Non pas que je pense du mal de l’enseignement classique. Loin de là. J’ai pris le parti de ne penser du mal de rien ou, du moins, de ne point médire. Je m’abstiens donc de vilipender ces auteurs défunts qui m’engagent à vivre.

Integer vitæ, scelerisque purus.

Je leur ai même dû, depuis, une certaine reconnaissance. Il y a beaucoup de bonnes ruses, en effet, et fort utiles pour qui sait comprendre, indiquées par les classiques. Combien de fois, par exemple, enfermé dans un meuble que transportaient dans un appartement abandonné la veille des camarades camouflés en ébénistes, ne me suis-je pas surpris à mâchonner du grec ! Ô cheval de Troie… Mais n’anticipons pas.

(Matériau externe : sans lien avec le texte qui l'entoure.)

PR #148, opened 2018-12-14
Prepend Content model hierarchy with _

CodeHeeler:
Prepend all pulpcore model fields in the Content model hierarchy with _
and do the same for all plugins reliant on them.

re #4206
https://pulp.plan.io/issues/4206


pulp_file/app/serializers.py
```diff
@@ -41,7 +41,7 @@ def validate(self, data):
         return data
 
     class Meta:
-        fields = tuple(set(ContentSerializer.Meta.fields) - {'artifacts'}) + ('relative_path',
+        fields = tuple(set(ContentSerializer.Meta.fields) - {'_artifacts'}) + ('relative_path',
                                                                               'artifact')
```
dralley: Possibly 'artifact' should become '_artifact' also.  To be honest, I don't much like the way we replace this field name on some plugins, but this would at least be more consistent.

daviddavis: I'm a bit mixed about prefixing artifact with an underscore. I think it shouldn't be prefixed since it's defined here in the plugin but I guess prefixing it would make it more consistent from a user perspective

What would you suggest instead of creating an artifact field? Previously we were submitting a dictionary of artifacts when creating a content unit and it caused problems:

https://pulp.plan.io/issues/3425
https://pulp.plan.io/issues/3422
https://pulp.plan.io/issues/3423

CodeHeeler: Yeah, for 4206 we have not changed related names, only the target ones so far, but it does lead to some weird situations like this where you are unsure if something will need a _ without checking each field.  I'd be ok with this being an additional change later with discussion, but for now just trying to get 4206 as stated merged to unblock additional work.

dralley: @daviddavis The thing is that even though it's "from the plugin" it's replacing something that's from core.  So for some plugins you access the artifacts using "artifact" and for some you access the artifacts using "_artifacts"

If it causes problems then what is our solution to that problem for the content types that are intended to be associated with multiple artifacts?  Does it remain a problem, but one that we're sidestepping/kicking the can on by doing it this way for all of the current plugins?

daviddavis: > The thing is that even though it's "from the plugin" it's replacing something that's from core. So for some plugins you access the artifacts using "artifact" and for some you access the artifacts using "_artifacts"

Agreed, no objection from me.

> If it causes problems then what is our solution to that problem for the content types that are intended to be associated with multiple artifacts? Does it remain a problem, but one that we're sidestepping/kicking the can on by doing it this way for all of the current plugins?

Two of the problems were specific to the file plugin (in that the natural key involved relative_path and digest which also exist on artifact). The other problem was that files could be created with multiple artifacts. So those problems won't exist with multiple artifact content types.

daviddavis: I'm not totally happy with the `artifact` field solution myself but I couldn't find a better way to solve the problem. If you have a better suggestion, feel free to share it or open a bug. I think we could address it before the RC.

dralley: Ok, I'm fine with going forwards as-is.

PR #152, opened 2018-12-19
Expand duplicate content unit test case

kersommoura:
Expand newly added duplicate content unit test case. Add a test case to
confirm that content units using the same artifact, but different
relative_paths can be create without raise an HTTP exception.

https://pulp.plan.io/issues/4125
ref: #4125

### DIFF
--- a/pulp_file/tests/functional/api/test_crud_content_unit.py
+++ b/pulp_file/tests/functional/api/test_crud_content_unit.py
@@ -99,36 +99,45 @@ class ContentUnitTestCase(unittest.TestCase):
 
 
 class DuplicateContentUnit(unittest.TestCase):
-    """Attempt to create a duplicate content unit."""
+    """Attempt to create a duplicate content unit.
 
-    def test_all(self):
-        """Attempt to create a duplicate content unit.
+    This test targets the following issues:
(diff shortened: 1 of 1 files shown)


kersommoura:
ping @pulp/qe 

I added an extra test case to cover the negative case.

@daviddavis, please, can you review/merge this one?

dralley:
@kersommoura @daviddavis Should this test case be something we duplicate for each plugin, or would it be sufficient to have one copy of this and move it to pulpcore/tests/functional/using_plugin?

kersommoura:
@dralley , after finishing this test here. I intend to add to the: pulp_docker, pulp_rpm, and pulp_template. 
If there is a different understanding I can move the test as well.

daviddavis:
@dralley I think this test is going to be specific to each plugin. [The error message will be different](https://github.com/pulp/pulp_file/blob/master/pulp_file/app/serializers.py#L37-L40) and it sounds like some Content might not even have natural keys.

kersommoura:
I rebased this PR again.

@dralley, please, can you merge it?

daviddavis:
Done. Thanks :+1:

PR #153, opened 2019-01-03
Changing relative_path and digest to CharFields

daviddavis:
The relative_path and digest fields are text fields and are used in a constraint which MySQL doesn't
support.

### DIFF
--- a/pulp_file/app/models.py
+++ b/pulp_file/app/models.py
@@ -22,8 +22,8 @@ class FileContent(Content):
 
     TYPE = 'file'
 
-    relative_path = models.TextField(null=False)
-    digest = models.TextField(null=False)
+    relative_path = models.CharField(max_length=255, null=False)
+    digest = models.CharField(max_length=255, null=False)
 
     @property
     def artifact(self):


pulp_file/app/models.py
```diff
@@ -22,8 +22,8 @@ class FileContent(Content):
 
     TYPE = 'file'
 
-    relative_path = models.TextField(null=False)
-    digest = models.TextField(null=False)
+    relative_path = models.CharField(max_length=255, null=False)
+    digest = models.CharField(max_length=255, null=False)
```
dralley: If "digest" is expected to always be a sha256, we can just use 64, the length of a sha256 hash.

Also I'm sure 255 chars is more than relative_path will typically need but we may want to document that limitation, and maybe try to think if it could ever be violated.

daviddavis: I opened a PR for the digest change and an issue to discuss the relative_path problem.

PR: https://github.com/pulp/pulp_file/pull/191

Issue: https://pulp.plan.io/issues/4544

PR #155, opened 2019-01-15
Adapt to changes in Stages API

mdellweg:
Stages api hides the use of queues from users. Therefore custom stages
must be changed.

DO NOT MERGE YET

[noissue]


bmbouter:
The core commit was merged, so I think this needs to also be merged.

mdellweg:
I was about to remove the 'DO NOT MERGE YET'. But being on a conference i had other priorities. Sorry 'bout that.

PR #160, opened 2019-01-27
Remove policy from quickstart remote creation

asmacdo:
The streamed policy is currently broken, but also IMO "immediate" (being the default) should be the policy that we show for the quickstart.
[noissue]


bmbouter:
Removing this makes sense to me. The default will apply, and we can improve the lazy support docs for pulp_file specifically later.

PR #163, opened 2019-02-04
Bumps version for beta 8

dkliban:
[no issue]


daviddavis:
This LGTM. At some point we have to address https://pulp.plan.io/issues/4353 though.

daviddavis:
Travis is failing because you have `[no issue]` instead of `[noissue]`.

PR #165, opened 2019-02-06
Version bump

dralley:
[noissue]

### DIFF
--- a/setup.py
+++ b/setup.py
@@ -3,7 +3,7 @@
 from setuptools import setup, find_packages
 
 requirements = [
-    'pulpcore-plugin==0.1.0b18',
+    'pulpcore-plugin==0.1.0b19',
 ]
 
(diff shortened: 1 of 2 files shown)


dralley:
@dkliban This has to be version bumped too, since it depends on a package, that has a broken dependency with another package.

setup.py
```diff
@@ -3,15 +3,15 @@
 from setuptools import setup, find_packages
 
 requirements = [
-    'pulpcore-plugin==0.1.0b18',
+    'pulpcore-plugin>=0.1.0b19',
 ]
```
asmacdo: I think it's best to continue pinning at least until RC. Could you explain why?

dralley: https://travis-ci.org/pulp/ansible-pulp3/jobs/489343170#L5606

PR #2297, opened 2020-03-24
fix Py3 encoding problem

tyrbonit:
Fix for python 3.6
>>>str(b'123')
>>>"b'123'"
>>>str(b'123', encoding='utf-8')
>>>"123"


mbelletti:
@mdipierro 
In the patch, line 87 of serializer.py, **harattr** seems a typo instead **hasattr**

        return str(o) if harattr(str, 'decode') else str(o, encoding='utf-8')

PR #2306, opened 2020-04-10
Fix for undefined regex_tables

leonelcamara:


applications/admin/controllers/default.py
```diff
@@ -1261,7 +1261,7 @@ def plugin():
     defines = {}
     for m in models:
         data = safe_read(apath('%s/models/%s' % (app, m), r=request))
-        defines[m] = regex_tables.findall(data)
+        defines[m] = re.findall(REGEX_DEFINE_TABLE, data, re.MULTILINE)
```
mdipierro, line 1264: can we define regex_tables instead of compiling at every iteration? Thanks for looking into this.

PR #2372, opened 2021-01-09
Temporary fix for isAlive error

fcbarnard:
Temporary work around that takes care of the isAlive error. At least users can run web2py in debug mode


mdipierro:
No longer necessary but thanks.

fcbarnard:
I still get the same issue and have to always add this text. Not sure what is going on

PR #2397, opened 2021-08-30
Added install script for rhel8 based servers.

dmatic:
This script installs web2py with nginx on rhel8 based servers. During the installation the user can choose whether to use python2 or python3 for the setup.


mdipierro:
Thanks. Nice script.

PR #2419, opened 2022-01-11
Fix unique_key check w/ type bytes

### LINKED ISSUE #2330: Unable to login when using redis for storing sessions
Basically a new session is created on each page load so the login is never established.

Issue discussed at: https://groups.google.com/forum/?utm_medium=email&utm_source=footer#!msg/web2py/6Ig5YVgvIsI/HpueAUELBgAJ

Confirmed with web2py versions from 2.18.5 up to 2.20.4.  Python versions 3.6 and 3.8

leonelcamara:
Fixes #2330


leonelcamara:
@mdipierro This is pretty crucial for web2py running with py3 to use redis

PR #2423, opened 2022-02-07
Fix travis fails to run tests

leonelcamara:
This fixes a bug in reply_to if you give it a string (e.g. you have only 1 email) instead of a list. This was causing an email test to fail.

J’exécute le programme, très consciencieusement. D’abord, parce que je ne veux pas être puni. Les pensums sont ridicules, désagréables ; et je cherche avant tout à ne pas me laisser exaspérer par les injustices maladives d’un cuistre auquel j’aurai fourni un jour l’occasion de m’infliger un châtiment, mérité peut-être, et qui s’acharnera contre moi. Je tiens à n’avoir point de haine pour mes professeurs ; car je ne suis pas comme beaucoup d’autres enfants qui, abrutis par la discipline scolaire, n’ont de respect que pour les gens qui leur font du mal. Ces gens-là, je ne pourrais jamais les vénérer, jamais — et je préfère garder à leur égard, sans aller plus loin, des sentiments inexprimés.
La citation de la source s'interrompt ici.